*** Records ***

PR #9980, opened 2026-07-16
resource/alicloud_elasticsearch_instance: fix provider crash on Kibana private network response parsing; testcase: add unit tests

api-tool-agent:
### Summary

`ListKibanaPvlNetwork` responses for the Kibana private network (`alicloud_elasticsearch_instance`) were parsed unsafely, which could crash the entire provider process on an unexpected or failed API response:

- `jsonToMap` called `log.Fatalf` on invalid JSON, which triggers `os.Exit` and terminates the whole provider plugin process instead of returning an error.
- `updateKibanaPrivatePvlNetwork` parsed the response body before checking the API error, feeding a failed/empty/invalid response into the parser.
- `pvlId` was extracted with unchecked type assertions (`Result.([]interface{})`, `item.(map[string]interface{})["pvlId"].(string)`), causing a panic when `Result` is nil / not an array, the first element is not an object, or `pvlId` is missing / not a string.

A single transient API error during a Kibana private network create/update could therefore take down the provider.

### Changes

- `jsonToMap` now returns `(map[string]interface{}, error)` and no longer calls `log.Fatalf`.
- `getKibanaPvlNetworkInfo` checks the API error before parsing the response body.
- `pvlId` extraction moved to `parseKibanaPvlId`, which uses safe (comma-ok) type assertions and returns a diagnostic error instead of panicking.
- Added unit tests covering empty content, invalid JSON, and malformed `Result` shapes (non-array, empty array, non-object item, missing / non-string `pvlId`).

### Test

```
$ go test ./alicloud -run 'TestUnitElasticsearch(JsonToMap|ParseKibanaPvlId)' -v
--- PASS: TestUnitElasticsearchJsonToMap
--- PASS: TestUnitElasticsearchParseKibanaPvlId
```

### DIFF
--- a/alicloud/service_alicloud_elasticsearch.go
+++ b/alicloud/service_alicloud_elasticsearch.go
@@ -3,7 +3,6 @@ package alicloud
 import (
 	"encoding/json"
 	"fmt"
-	"log"
 	"strings"
 	"time"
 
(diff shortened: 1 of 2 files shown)


api-tool-agent:
Superseded by #10600 — same production fix (provider crash on Kibana private network response parsing) and unit tests, plus the acceptance-test environment fix (self-provisioned VPC/VSwitch instead of depending on pre-existing account network). CI on #10600 is fully green. This PR is kept as a rollback reference and closed as superseded.

PR #9988, opened 2026-07-16
resource/alicloud_gpdb_instance: support backup_id

api-tool-agent:
## What

Add three capabilities to the `alicloud_gpdb_instance` resource.

### 1. `backup_id` (Optional, ForceNew)
Passthrough to `CreateDBInstance.BackupId`, allowing an instance to be created from an existing backup set. It is `ForceNew` because the backup set is a one-shot create-time parameter.

### 2. `src_db_instance_name` (Optional, ForceNew)
Passthrough to `CreateDBInstance.SrcDbInstanceName` — the ID of the source instance to clone from. The GPDB `CreateDBInstance` API exposes `SrcDbInstanceName` as a distinct parameter (separate from `DBInstanceName`, which is not a CreateDBInstance parameter), so Terraform mirrors it as its own field rather than reusing `db_instance_name`.

`backup_id` and `src_db_instance_name` must be set together (both set or both empty): the API rejects the request with `InvalidParameter.srcDbInstanceName` ("srcDbInstanceName and backupId must be null or not null at the same time") otherwise. A `CustomizeDiff` validation enforces this contract at plan time.

### 3. `sql_collector_status` (Optional, Computed)
Calls `ModifySqlCollectorPolicy` on Update to enable/disable the SQL Explorer feature (SQL collection). The schema accepts `Enabled`/`Disabled`, mapped to the API values `Enable`/`Disabled`.

GPDB exposes no `DescribeSQLCollectorPolicy` endpoint and `DescribeDBInstanceAttribute` does not return the collector state, so `sql_collector_status` is preserved from config in Read.

## Acceptance tests
- `TestAccAliCloudGPDBDBInstance_sqlCollector`: create an instance, enable SQL collector, then disable it.
- `TestAccAliCloudGPDBDBInstance_backupId`: self-builds the full restore-from-backup chain — create a source instance via Terraform, trigger a manual `CreateBackup` via API and poll until complete, resolve the backup set ID via the `alicloud_gpdb_data_backups` data source, then create the target instance with `backup_id` and `src_db_instance_name = alicloud_gpdb_instance.source.id`. No env var or pre-existing instance is required; both instances are Terraform-managed and destroyed on teardown.

## Notes
Follows the existing RDS `src_db_instance_name` / `sql_collector_status` precedent in `alicloud_db_instance`.

### DIFF
--- a/CHANGELOG.md
+++ b/CHANGELOG.md
@@ -1,4 +1,9 @@
 ## 1.287.0 (Unreleased)
+
+ENHANCEMENTS:
+
+- resource/alicloud_gpdb_instance: support backup_id. ([#9988](https://github.com/aliyun/terraform-provider-alicloud/issues/9988))
+
 ## 1.286.0 (July 24, 2026)
 
 - **New Resource:** `alicloud_apig_domain` ([#9910](https://github.com/aliyun/terraform-provider-alicloud/issues/9910))
--- a/alicloud/resource_alicloud_gpdb_instance.go
+++ b/alicloud/resource_alicloud_gpdb_instance.go
@@ -29,6 +29,14 @@ func resourceAliCloudGpdbInstance() *schema.Resource {
 			Update: schema.DefaultTimeout(60 * time.Minute),
 			Delete: schema.DefaultTimeout(10 * time.Minute),
 		},
+		CustomizeDiff: func(diff *schema.ResourceDiff, v interface{}) error {
+			backupId := diff.Get("backup_id").(string)
+			srcDbInstanceName := diff.Get("src_db_instance_name").(string)
+			if (backupId == "") != (srcDbInstanceName == "") {
+				return fmt.Errorf("`backup_id` and `src_db_instance_name` must be set together (both set or both empty); the GPDB CreateDBInstance API requires BackupId and SrcDbInstanceName to be null or not null at the same time")
+			}
+			return nil
+		},
 		Schema: map[string]*schema.Schema{
 			"engine": {
 				Type:     schema.TypeString,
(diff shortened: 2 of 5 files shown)


ChenHanZhang (approved):

ChenHanZhang (approved):

ChenHanZhang (approved):

ChenHanZhang (approved):

ChenHanZhang (approved):

ChenHanZhang (approved):

ChenHanZhang (approved):

ChenHanZhang (approved):

api-tool-agent:
### `TestAccAliCloudGPDBDBInstancePrepaid` failure analysis

This case fails in the **post-test CheckDestroy phase**, not in the apply/read steps. All test steps pass (the `go test` output contains no step errors); the only failure is at teardown:

```
testing.go:766: Error destroying resource! WARNING: Dangling resources may exist.
  Error: Check failed: service_alicloud_common_test.go:208:
  the resource alicloud_gpdb_instance.default was not destroyed !
--- FAIL: TestAccAliCloudGPDBDBInstancePrepaid (1063.00s)
```

**Root cause:** the resource under test is a **PrePaid (subscription)** GPDB instance. Subscription instances generally cannot be released immediately (`DeleteDBInstance` on a PrePaid instance is rejected/deferred), so after the destroy step the instance still exists. The test relies on the generic CheckDestroy (`service_alicloud_common_test.go:208`, which refreshes state via `service_alicloud_gpdb.go:733`); that helper asserts the instance is gone and does not account for a lingering subscription instance, producing this failure.

This looks like a pre-existing test limitation on the PrePaid path rather than a create/read/update defect. Possible fixes:
- use a PrePaid-aware CheckDestroy that tolerates / waits for subscription release, or
- skip destroy verification for the subscription instance in this case.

*** End of Records ***

--- What to work on ---
Should a line in the material contain "issues", copy it.

--- Reply to the task ---
+- resource/alicloud_gpdb_instance: support backup_id. ([#9988](https://github.com/aliyun/terraform-provider-alicloud/issues/9988))
 - **New Resource:** `alicloud_apig_domain` ([#9910](https://github.com/aliyun/terraform-provider-alicloud/issues/9910))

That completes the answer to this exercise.